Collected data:
PR #446, opened 2017-01-01
Price fix

dugoh:
Small fix for commerce.price()

### DIFF
--- a/lib/commerce.js
+++ b/lib/commerce.js
@@ -44,7 +44,7 @@ var Commerce = function (faker) {
    * @param {string} symbol
    */
   self.price = function(min, max, dec, symbol) {
-      min = min || 0;
+      min = min || 1;
       max = max || 1000;
       dec = dec || 2;
       symbol = symbol || '';
--- a/test/commerce.unit.js
+++ b/test/commerce.unit.js
@@ -72,7 +72,7 @@ describe("commerce.js", function() {
       });
   });
 
-  describe("price(min, max, dec, symbol", function() {
+  describe("price(min, max, dec, symbol)", function() {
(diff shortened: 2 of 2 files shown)


Marak:
@dugoh -

What does this fix? Could you show us a small example of the current / expected behaviors?

Thanks!

lib/commerce.js
```diff
@@ -44,7 +44,7 @@ var Commerce = function (faker) {
    * @param {string} symbol
    */
   self.price = function(min, max, dec, symbol) {
-      min = min || 0;
+      min = min || 1;
```
alexpts: Why start value on default 1 better that 0?

dugoh: I don't know, but that is what the test expects. Without the fix the test fails about 1 in 1000 times.

dugoh:
@Marak 
If you look at line 2556 in https://travis-ci.org/Marak/faker.js/jobs/200239663 you see the output is missing a round bracket on the right.

Also the test for price has the assertion
        assert.equal((price > 0), true, "the amount should be greater than 0");
but the function defaults to a 0 minimum price causing the test to fail randomly about 1 in a 1000 times.

epayet:
I 👍 this, I just had a case where it was generating a price of 0 and breaking things, so I had to specify a minimum to fix it: `faker.commerce.price(1)` instead of just `faker.commerce.price()`.
But I would expect the function to have more than 0 as a minimum by default.

Plus, as @dugoh mentioned, the test specifically expect the price to be greater than 0, so it can fail randomly about 1 in a 1000 times.

Marak:
I see the issue with the tests now.

I guess it makes sense that a price should be `greater than 0` by default, although you could have a price of `0`.

PR #447, opened 2017-01-04
Method to generate a random CPF (Individual register of Brazilians)

cezarlz:


Marak:
@cezarlz - This is a good addition, but I'm not sure where to merge it into.

It feels like it should be part of the locality data, but `faker` doesn't really have any good ways for localities to export new methods.

I'm going to leave this PR open for now and see if we can find a good solution. It may require we refactor `faker` core a bit to allow for additions of custom methods for localities.

cristopher-rodrigues:
Hi @Marak some news about that?

glandre:
Hi @Marak and @cezarlz, this would be a very useful feature for Faker. A suggestion would be to use the library `cpf` (https://www.npmjs.com/package/cpf).

It generates CPF in a random way, and it follows the two-digit verification rule making sure that the CPF is valid.

It also provides the ability to generate invalid CPFs.

fnoquiq:
Please merge this

phaalonso:
Any notice of this module?

PR #453, opened 2017-01-15
Fix dec for amount

alexpts:
Now:
amount(10, 10, 0); // => 10.00

Expected:
amount(10, 10, 0); // => 10

-----

May be better in next major version change default value to 0.


Marak:
@alexpts - I see what happened here, nice catch!

What about the other the arguments near this section of code? Will they also be affected by `0` values?

alexpts:
@Marak I don`t check it, I think that Faker has tests for check it.

I don`t know need up major version because it change break old behavior or it will fix bug...

I can add research current tests for it method and add new tests for it change, if now there is not tests for this case.  Should I do it?

Marak:
@alexpts -

It would help if we could add tests for this functionality.

I think this will be OK and not break anything.

Thank you for your help. :-)

alexpts:
@Marak Ok, I will research current test and add new test for third param at weekend and send commit to current PR.

alexpts:
@Marak I added tests and fix similar for price method.

Also I not sure than amount and price must returns string type.
May be it need fix in other PR.

Marak:
@alexpts -

Merged.

I have a feeling we have similar issues sneak into in the code-base ( usage of `a || b` statements where `a` might be `0` ). This will always return false for `0`, which is probably not intended.

alexpts:
@Marak What do you think about returns Number type for simple price/amount without symbol?

PR #455, opened 2017-01-26
Add max, min for latitude and longitude

andresilvagomez:


Marak:
@andresilvagomez -

This appears to be good ( and correct ), but I'm not 100% certain without further review.

Can you ( or anyone else confirm ) this is a correct solution? Are there any cases where merging this Pull Request could break backwards compatibility? Is this still generating the same ranges as before?

Thank you!

andresilvagomez:
Hi @Marak, that works same, the new feature, has a specific function, the idea is limit the range of latitude and longitud, for example if you need create a coordinate in san francisco you send the correct params and that only generate coordinates in this area.  

Thanks !!!

lib/address.js
```diff
@@ -205,18 +205,26 @@ function Address (faker) {
    * latitude
    *
    * @method faker.address.latitude
+   * @param {Double} max default is 90
+   * @param {Double} min default is -90
    */
-  this.latitude = function () {
-      return (faker.random.number(180 * 10000) / 10000.0 - 90.0).toFixed(4);
+  this.latitude = function (max, min) {
+      max = max || 90
```
Marak: What if `max` value is `0`? This will always return `90`. Is that okay?

lib/address.js
```diff
@@ -205,18 +205,26 @@ function Address (faker) {
...
+      min = min || -90
```
Marak: What if `min` value is `0`? This will always return `-90`. Is that okay?

lib/address.js
```diff
@@ -205,18 +205,26 @@ function Address (faker) {
...
    *
    * @method faker.address.longitude
+   * @param {Double} max default is 180
+   * @param {Double} min default is -180
    */
-  this.longitude = function () {
-      return (faker.random.number(360 * 10000) / 10000.0 - 180.0).toFixed(4);
+  this.longitude = function (max, min) {
+      max = max || 180
+      min = min || -180
```
Marak: Same issues as above. A value of `0` for `min` and `max` will always return false.

Is that the intended behavior @andresilvagomez? Thank you.

andresilvagomez:
@Marak yes for all cases with 0 the real value is (90, -90) or (180, -180) because that latitude or longitude maybe is a error or mistake when developer are creating your fakers 👍

andresilvagomez:
@Marak talk me about that :) if you have more questions !

andresilvagomez:
@Marak 
Have you considered it?

PR #459, opened 2017-02-03
Update Faker.ObjectName references. These entries are First letter upper case, rather then lowercase

adeelshahid:


Marak:
`ReadMe` is auto-geneated file.

Can not merge.

PR #462, opened 2017-02-11
Docs: `seed()` is on `faker`, not `random`.

runeh:
The docs are using a non-extant method at the moment.


Marak:
@runeh -

Good catch!

Merged.

PR #465, opened 2017-02-14
docs: add instructions to install via npm

caroso1222:
Add npm install instructions.


caroso1222:
Why was this closed?

Marak:
Because the ReadMe is auto-generated through the build process.

askobara:
But README still doesn't contains any instructions to install the package. It's confusing a bit.

Issue #467, opened 2017-02-21
Company "Segment Name" Generation


sha1sum:
*Note:* This is a placeholder issue. I will be generating a pull request shortly.

In addition to the already-present data, I have found myself in need for randomized company "segment names", such as:

- international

AIM OF THE TASK. Copy every line of the records above that contains "dugoh".

RESPONSE TO THE EXERCISE.
dugoh:
@dugoh -
dugoh: I don't know, but that is what the test expects. Without the fix the test fails about 1 in 1000 times.
dugoh:
Plus, as @dugoh mentioned, the test specifically expect the price to be greater than 0, so it can fail randomly about 1 in a 1000 times.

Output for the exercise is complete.